A Book Publisher that Makes...Profits? The Other Callaway Empire
By Ed Brown

(FORTUNE Magazine) – For most publishers, selling 20,000 copies of a coffee-table book is a minor miracle. Not for Callaway Editions, which racks up the kind of sales figures you'd expect from a rock label: Its Diana: Portrait of a Princess has sold 350,000 copies since it hit bookstores across the globe in August. Callaway's robust backlist includes Madonna's 1992 soft-core opus Sex, which sold 1.4 million copies worldwide, making it the best-selling illustrated book in history. In a different genre, children's books, Callaway's Miss Spider series has sold more than 2.5 million copies worldwide since its 1994 debut. "There's a certain look to a Callaway book that is unique and quite outstanding," says HarperCollins CEO Jane Friedman. "In some ways they've cornered the market for high-end, high-quality illustrated books."

To find out how they did it, FORTUNE paid a visit to the circa 1810 townhouse--brick on the outside, sleek and stark white on the inside--that's at the heart of Callaway's tiny three-building campus in Manhattan's Greenwich Village. There we met with owner Nicholas Callaway, son of golf-club magnate Ely ("He's a wonderful unpaid business consultant," says Nicholas), who explained how he's built his business by bucking conventional wisdom in the hidebound and chronically unprofitable publishing industry.

Unlike the corporate behemoths that churn out hundreds of books every year and let them sink or swim, Callaway publishes only about 25 titles annually--and markets them like crazy. For example, last year Miss Spider's image was plastered on shopping bags, billboards, etc., as part of Target's nationwide Valentine's day promotion. It's the kind of plug normally reserved for a movie and TV phenomenon like the Rugrats, and unheard of for a book character that has yet to make its screen debut (although that's in the works).

But Callaway's skill at editing, printing, and marketing books wouldn't mean much if it weren't for the unusual distribution arrangements it forms with larger publishers. That's how Miss Spider came about: Callaway discovered series creator David Kirk when he was a struggling artist in upstate New York, bought his first book, and after 34 rejections hit pay dirt in the form of a distribution deal with Scholastic, the world's largest children's book publisher. Callaway has similar partnerships with publishers worldwide. "The international sales are the real key to our success," says Callaway. "With certain titles, we have the same reach as Bertelsmann even though we're only a fraction of their size."

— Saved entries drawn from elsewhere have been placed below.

Issue #358, opened 2020-02-18
Add `visibilitychange` event


akhilman:
Add `visibilitychange` to window events.
> The visibilitychange event is fired at the document when the content of its tab have become visible or have been hidden.

https://developer.mozilla.org/en-US/docs/Web/API/Document/visibilitychange_event

MartinKavik:
Event API will be redesigned - https://github.com/seed-rs/seed/issues/331. And variants will be auto-generated from the online database (see https://github.com/seed-rs/seed/issues/312#issuecomment-565962781 if you want to know how it works).
Until the new API is designed & implemented feel free to create a PR with `visibilitychange` or create event from string (aka custom event) in your project.

MartinKavik:
It's in `master`, closing.

PR #360, opened 2020-02-21
Added visibility change event

David-OConnor:
https://github.com/seed-rs/seed/issues/358


MartinKavik:
Update changelog pls

David-OConnor:
I don't think that's required for adding an event. Ie we wouldn't updated it for an auto-populated one.

MartinKavik:
> we wouldn't update it for an auto-populated one

I disagree - there can be breaking changes.
But I agree for this case - it's not really important and it's an addition.

PR #476, opened 2020-06-16
Extend sgx-lkl-cfg to add optional fields with defaults

letmaik:
Sample output:
```
$ tools/sgx-lkl-cfg add-optional --app-cfg tests/containers/cc/app-config.json
Adding optional fields in tests/containers/cc/app-config.json

Added $.cwd: "/"
Added $.exit_status: "full"
Added $.disk_config[0].overlay: false
Added $.disk_config[0].create: false
```

The field notation is JSONPath.

I also added a `--with-optional` flag to the `sgx-lkl-cfg create` command for convenience.

### DIFF
--- a/tools/schemas/app-config.schema.json
+++ b/tools/schemas/app-config.schema.json
@@ -54,9 +54,7 @@
                 "additionalProperties": false,
                 "dependencies": {
                     "roothash": ["roothash_offset"],
-                    "roothash_offset": ["roothash"],
-                    "create": ["size"],
-                    "size": ["create"]
+                    "roothash_offset": ["roothash"]
                 },
                 "properties": {
                     "disk": {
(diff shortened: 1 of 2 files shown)


prp:
I'm not sure that "add optional" is the right terminology here. Isn't this making the enclave_config "complete" by adding all fields (and setting them to defaults)? The tool would output this as a non-canonical version of the enclave_config, and a user would then edit some of the values, right?

letmaik:
Yes, I wasn't sure about the right word. Please suggest an alternative! :)

prp:
`--complete` and `make-complete`?

letmaik:
I'm fine with that, I'll wait a bit and see if anyone objects and whether I still like it in the afternoon...

letmaik:
I changed it to "complete", ready for review. I also fixed a minor schema issue.

prp (approved):
LGTM

PR #477, opened 2020-06-16
LTP: fix testcase pipe04 issue

shaikshavali1:
In original test case, parent process create a pipe
and fork 2 child processes. These two child processes
continuously write into pipe and parent process read
from this pipe for 100 times and kills both the child
process.
sgx-lkl supports a single process environment. Hence,
child processes are changed to child thread.


vamsikrishna935 (approved):
@hukoyu LGTM

hukoyu (approved):
LGTM

PR #481, opened 2020-06-17
Run Docker container as non-root user

### LINKED ISSUE #479: Run SGX-LKL inside Docker container as non-root
The image created by `sgx-lkl-docker build` should allow SGX-LKL to be run as a non-root process. This may already be the case but the existing test should be modified to check that it works.

letmaik:
This PR changes `sgx-lkl-docker build` so that the created Docker image runs the SGX-LKL process as non-root user.

In principle this works, but I'm having issues with the TAP device. When running as root user then everything is fine, but as non-root user I'm getting:
```
[   SGX-LKL  ] FAIL: Tap device sgxlkl_tap0 unavailable, ioctl("/dev/net/tun"), TUNSETIFF) failed: Operation not permitted
```

Things I've tried:
- `--cap-add=NET_ADMIN` when launching the container, same problem. This should only be needed for creating new TAP devices but for some reason I also need that when running as root.
- Remove the user part in `sudo ip tuntap add dev sgxlkl_tap0 mode tap user $(whoami)` in `sgx-lkl-setup`, same problem.

@prp @Francis-Liu Any idea?

Closes #479.


Francis-Liu:
Sorry, @letmaik, I have just seen your question. Can you try adding back the `--network=host` parameter? Did you run `sgx-lkl-setup` from the host?

~~With that parameter, your newly created container will be attached to the `host` network namespace. On `host` netns, you have already created the "sgxlkl_tap0" interface. Without `--network=host`, you create a container by attaching it to the default 'bridge' network, on which you only have created a `eth0` interface for the container.~~

Also, I want to understand if this error is because your docker instance does not have enough privilege. What happen if you add the `--privileged` option back?

prp:
@letmaik:

- When creating the `sgxlkl_tap0` device outside of the container on the host, are you making sure that the  username passed in is the same as the one used inside the container?

- What is the owner/permissions of `/dev/net/tun` inside the container?

- As @Francis-Liu said, does giving the container all permissions with `--privileged` make a difference?

letmaik:
I think I generally understand the permission situation now.

1. If the TAP device was created on the host, then you can bind to it if either:
a) you have `NET_ADMIN` capability, or
b) the process trying to bind it runs as the same user for which the TAP device was registered for.

2. If the TAP device does not exist yet, then you can create it if:
a) you have `NET_ADMIN` capability.

Side note: `ioctl(fd, TUNSETIFF, &ifr)` either binds or creates, depending on available permissions and whether the device exists already.

In general we don't want to expose unneeded capabilities to the container, and `NET_ADMIN` was used in the past for [privilege escalation](https://vigilance.fr/vulnerability/Linux-kernel-privilege-escalation-via-TUNSETIFF-13426).

I was able to use the existing TAP device with the following flags: `--device /dev/net/tun --network host -u $(UID)` where `UID=$(id -u)` is the id of the user for which the TAP device was created. This is progress.

In the context of Kubernetes, does that mean there has to be a host user with well-known user id which is then used for launching the container? I wasn't able to create a TAP device that can be used by all users. Leaving out the `user $(whoami)` part in `sudo ip tuntap add dev sgxlkl_tap0 mode tap user $(whoami)` didn't make a difference.

I changed the PR to run the container with the same user as on the host and that seems to work.

Francis-Liu:
> In the context of Kubernetes, does that mean there has to be a host user with well-known user id which is then used for launching the container? I wasn't able to create a TAP device that can be used by all users. Leaving out the user $(whoami) part in sudo ip tuntap add dev sgxlkl_tap0 mode tap user $(whoami) didn't make a difference.

@letmaik In Kubernetes, each Pod has its own network namespace. So the TAP device should be created within each Pod's netns, not sharing host netns as this PR did. `sudo ip tuntap add dev sgxlkl_tap0` will be called by an init container per each Pod, using a username as we defined. And we need to create a unique TAP interfaces for each confidential container. TAP interface on different POD can use the same interface name, as they are isolated by netns. Since all containers in a single Pod belong to one customer, we  can use the same username when creating those TAP interfaces.

letmaik:
@Francis-Liu It won't be enough to have the same user name, it's the user id that must match. Do you think that's doable?

Francis-Liu:
Thanks @letmaik for pointing this out. So far I have not yet removed `--previleged` from my SGX-LKL container spec. So it does not seem using a different user id to call ioctl with `/dev/net/tun` has caused any error. I will keep this in mind once I remove the `--previleged=true` security context from my deployment spec. (I am speaking container spec, security context, and deployment spec in the Kubernetes context)

Also, I do not understand how the user id within docker container would affect the permission to access an interface on host netns. Since user id(s) are separated by namespaces, namely the host and the docker instance maintains two different sets of user id(s).

letmaik:
> Also, I do not understand how the user id within docker container would affect the permission to access an interface on host netns. Since user id(s) are separated by namespaces, namely the host and the docker instance maintains two different sets of user id(s).

I think the issue is that you directly talk to `/dev/net/tun` on the host and this device will see the user id from the container, and if that doesn't match the one for which the TAP device was registered then you get permission errors.

tools/sgx-lkl-docker
```diff
@@ -44,22 +44,46 @@ function build() {
...
-FROM scratch
 # ca-certificates.crt is read by libcurl which is used by the Azure DCAP Client.
-COPY --from=0 /etc/ssl/certs/ca-certificates.crt /etc/ssl/certs/ca-certificates.crt
-COPY . /
 
-# Note: WORKDIR also creates the directory.
-WORKDIR /tmp
-ENV TMPDIR=/tmp
+RUN groupadd -g 999 sgxlkl && \
+    useradd -g 999 -u 999 sgxlkl
```
prp, line 50: Is that the convention what uid/gid is used in containers?

tools/sgx-lkl-docker
```diff
@@ -44,22 +44,46 @@ function build() {
...
+
+RUN mkdir /prep && \
+    cd /prep && \
+    mkdir etc && \
+    echo "sgxlkl:x:999:999::/tmp:/usr/sbin/nologin" > etc/passwd && \
+    echo "sgxlkl:x:999:" > etc/group && \
+    mkdir -p home/sgxlkl && \
+    chown sgxlkl:sgxlkl home/sgxlkl && \
```
prp, line 58: I wonder how robust that is. Isn't it better to invoke `useradd` with the correct parameters?

I actually don't understand why you do this as part of a multi-stage build and not directly in the target container.

tools/sgx-lkl-docker
```diff
@@ -44,22 +44,46 @@ function build() {
 FROM ubuntu:18.04
 RUN apt-get update && apt-get install -y ca-certificates
```
prp, line 45: Are you using a multi-stage build to get a subset of these certificates? Is a regular Ubuntu image the best place to get these certificates?

tools/sgx-lkl-docker
```diff
@@ -44,22 +44,46 @@ function build() {
...
 # See https://github.com/microsoft/Azure-DCAP-Client.
-ENV AZDCAP_CACHE=${TMPDIR}
+ENV AZDCAP_CACHE=\${TMPDIR}
+
+COPY --from=0 /prep /
+
+USER sgxlkl
+WORKDIR \${HOME}
 
 ENTRYPOINT ["/opt/sgx-lkl/lib/external/loader", "/opt/sgx-lkl/bin/sgx-lkl-run-oe",\
```
prp: What is "/opt/sgx-lkl/lib/external/loader"?

tests/containers/cc/Makefile
```diff
@@ -11,14 +11,18 @@ CC=python-helloworld-cc
...
+CC_DOCKER_ARGS_COMMON=\
+	--rm \
+	--user $(shell id -u) \
+	--device /dev/net/tun --network host \
 	-v $(SGXLKL_PREFIX):/opt/sgx-lkl \
 	-e SGXLKL_VERBOSE=1 -e SGXLKL_KERNEL_VERBOSE=1 -e SGXLKL_TAP=sgxlkl_tap0 \
 	-e AZDCAP_DEBUG_LOG_LEVEL=INFO
 
+CC_DOCKER_ARGS_HW=\
+	--device /dev/sgx
```
prp, line 24: After creating a CC, how will a user learn about these parameters for docker run? Is this just documented in README.md? In addition, do we have `sgx-lkl-docker` or `sgx-lkl-cfg` output these after creating the CC?

prp (commented):
Thanks, left some comments/questions.

tools/sgx-lkl-docker
letmaik: Which part do you think is not robust here? The contents of `/etc/passwd` and `/etc/group` are standard and Docker itself parses these files if you use the name form of `-u user`.
The reason I'm creating the files/folders manually is that I want them to be minimal and independent of the first stage base image (Ubuntu).

tools/sgx-lkl-docker
letmaik: I'm using a multi-stage build because the second stage starts from scratch with empty base image and hence can't invoke any commands. The certificates are not a subset, it's all of them. I don't see a reason why the Ubuntu image is not a good source for getting the certificates, since that's what most containers would generally rely on.

tools/sgx-lkl-docker
letmaik: It's a symlink to the dynamic loader (`/opt/sgx-lkl/lib/external/`ld-linux-x86-64.so.2`). If you don't use the loader to run the executable then it would use the absolute loader path embedded in the executable and that would prevent us from mountain into a fixed location at `/opt/sgx-lkl`.

tests/containers/cc/Makefile
letmaik: This is documented in `docs/Docker.md` and as mentioned in that PR there will be follow-up PRs to integrate this into the overall documentation.

tools/sgx-lkl-docker
letmaik: I've seen it elsewhere but there's not really a convention. It's likely that we change the uid later to match whatever the k8s plugin expects when bringing in the TAP device.

tools/sgx-lkl-docker
prp: Perhaps instead of `loader`, it should have a name that describes more what it is. How about `ld-linux-x86-64`?

tools/sgx-lkl-docker
prp: I'm worried when files like this are edited directly. For example, what about if there is a clash with uid 999?

letmaik: Normal UIDs start at 1000. And in a standard Ubuntu base image there is only uid 0 anyway.

tools/sgx-lkl-docker
letmaik: This is not part of this PR, feel free to open an issue if you think it should be changed.

prp: It would be trivial for you to change it here :-)

prp (approved):

tools/sgx-lkl-docker
letmaik: You won.

prp: It's not about winning -- it's all about making the project better ;-)

prp (approved):
LGTM

PR #482, opened 2020-06-17
LTP: Fix for setpgid01

ashokchandran:
Issue: Test sets pgid for a process and retrieves it and checks. But it has a caveat that when pgid passed is 0 then it sets pgid to process id of calling process. Curret ltp code was not taking care of that.
Solution: Fix the test suite to check if pgid passed to setpgid is 0 then while retrieving pgid compare returned value with process id of calling process.


hukoyu (approved):
LGTM

PR #483, opened 2020-06-17
LTP: fix testcase futex_cmp_requeue01 issue

shaikshavali1:
The original test case creates waiter child
processes based on the values passed and wait
on the futex. The parent process creates waiter
child processes, wait until all child processes
go to suspend state and perform FUTEX_CMP_REQUEUE
& FUTEX_WAIT operations to wake up the waiters.

This test case is failed because sgx-lkl supports
single process environment.
Below modifications are performed to the test case.
    1. Used pthreads instead of child processes
    2. There no mechanism to know the specific
       thread going to suspend state. Hence,
       added a sleep of 3 seconds to go all threads
       in waiting state.
    3. Subtest cases which are using 100 and 1000
       test cases are removed because test case is
       randomly failing with these number of threads.


hukoyu (approved):
LGTM

PR #484, opened 2020-06-17
LTP: fix issue futex_cmp_requeue02 issue

shaikshavali1:
This test case is passing in latest sgx-lkl
build. Hence, enabling this test case.


hukoyu (approved):
LGTM

PR #485, opened 2020-06-18
LTP: fix testcase pipe09 issue

shaikshavali1:
Original test case performs below operation.
1. Open a  pipe
2. Fork a child which writes to the pipe
3. Fork another child which writes a different character to the pipe
4. Have the parent read from the pipe
5. It should get the characters from both children.
Sgx-lkl environment supports single process environment.
The test case is modified to work in single process
without forking child processes .


vamsikrishna935 (approved):
LGTM @hukoyu

hukoyu (approved):
LGTM

PR #487, opened 2020-06-18
LTP: fix test case futex_futex_wait03 issue

shaikshavali1:
This test case invokes “tst_process_state_wait2” in thread.
Main issue is, this function indefinitely wait for process state
to be changed to “S” by monitoring the proc file
(/proc/[pid]/state). In sgx-lkl process state is not updating
properly in proc filesystem. Hence, the call to
“tst_process_state_wait2” is removed and added a sleep.


vamsikrishna935 (approved):
@hukoyu LGTM

hukoyu (approved):
LGTM

PR #488, opened 2020-06-18
Add sample that attacks memory

letmaik:
@prp For testing I used the standard params.conf file with `Debug=1`. I was slightly surprised that I couldn't read the memory, I was expecting that I need `Debug=0`. How does gdb do it? Is there a special protocol to "enter" the enclave for debugging purposes?


prp:
@letmaik yes, there are special instructions to read/write enclave memory: EDBGRD/EDBGWR

letmaik:
I see. I guess the sample should eventually be updated to use release builds/mode only, once we have those.

samples/basic/attack/read_secret.c
```diff
@@ -0,0 +1,33 @@
...
+    {
+        fprintf(
+            stderr,
+            "Could not read first line of file %s: %s\n",
+            HW_FILE,
+            strerror(errno));
+        exit(1);
+    }
+    printf("Ready to be attacked...\n");
+    sleep(30);
```
prp: Do you want to pause until the user presses enter instead of a timeout? This may be more user friendly.

prp (approved):
LGTM, left one comment.

samples/basic/attack/read_secret.c
letmaik: Good idea, I always forget that SGX-LKL has a working stdin/console.

PR #489, opened 2020-06-18
LTP: Fix for setrlimit04

ashokchandran:
Issue: Test was failing while trying to set rlimit to a value and then run a process. As SGX has only one process this method cannot be used.
Solution: Set the rlimit using setrlimit. Then retrieve it using getrlimit and verify that it is properly set.


shaikshavali1 (approved):
@ashokchandran , LGTM

hukoyu (approved):
LGTM

PR #490, opened 2020-06-18
LTP: fix issue in test case futex_wake02

shaikshavali1:
This test case invokes a function “wait_for_threads()”
from main process. This function indefinitely wait for
the thread to change its state to “S” by monitoring
the proc file (/proc/[pid]/tasks) entry. In sgx-lkl
thread state is not properly getting updated in proc
filesystem. Hence, the call to “wait_for_threads” is
removed and added a sleep. Also updated the TC to work
in single process environment.


hukoyu (approved):
LGTM

PR #497, opened 2020-06-19
LTP: Fix for munmap03 testcase failure

rsrinivas01:
LTP: Fix for issue 10 , munmap03 test case failure..3 tests are run within munmap03. The return value of munmap is 0 but errorno is set correctly. So modified the check for validation to include TERRNO also.


rsrinivas01 (commented):
@hukoyu , @shaikshavali1 ...Please review the changes.

hukoyu (approved):
LGTM

PR #566, opened 2020-06-29
CI: add missing package python3-setuptools

letmaik:
This prevented installing sdist packages. It failed only in the publish stage because the VM environment is different (hosted agent vs scaleset pool).

Fixes https://dev.azure.com/sgx-lkl/sgx-lkl/_build/results?buildId=1007&view=results.


prp (approved):
LGTM

PR #567, opened 2020-06-29
Add sgx-lkl-cfg shell wrapper script

letmaik:
I will soon introduce Python script auto-formatting and for that I need all Python scripts to have a .py extension. The sgx-lkl-cfg script didn't have that.

Note that I didn't change the content of the Python script. I don't know why GitHub doesn't detect it as a rename.


prp:
Hmm, are we only adding this complexity, just to have some git auto-formatting support? The auto-formatting should adapt to the current codebase and not the other way around. Will we have to wrap all Python tools in the future?

letmaik:
Most tooling relies on file extensions, otherwise you have to specify those files manually. Shell scripts are an exception and the scripts from OE (which I merged earlier) analyse file content to determine whether something is a shell script or not.
The tooling of SGX-LKL is a bit funny anyway. It's not portable and it's not written in a single language. It would be better if there was a proper "SDK" which is separately packaged and which is written in a single language and portable, e.g. in Python, and published to a package manager. 

Long story short, I see your concern, and I will abandon this PR and include that file manually. It's not worth the trouble as things will change anyway in the future.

Callaway earned $1.5 million on revenues of $10 million in 1998, a 15% profit margin that compares nicely with Bertelsmann's 4%. This year Callaway hopes to build on that success with solid bets like Nova's Ark, the first book in a new series from Kirk, and a line of books that will carry the Callaway Golf imprimatur. Callaway's 1999 list also includes photography books about two of the most compelling figures of our time: Pope John Paul II and, of course, Victoria's Secret model Laetitia Casta.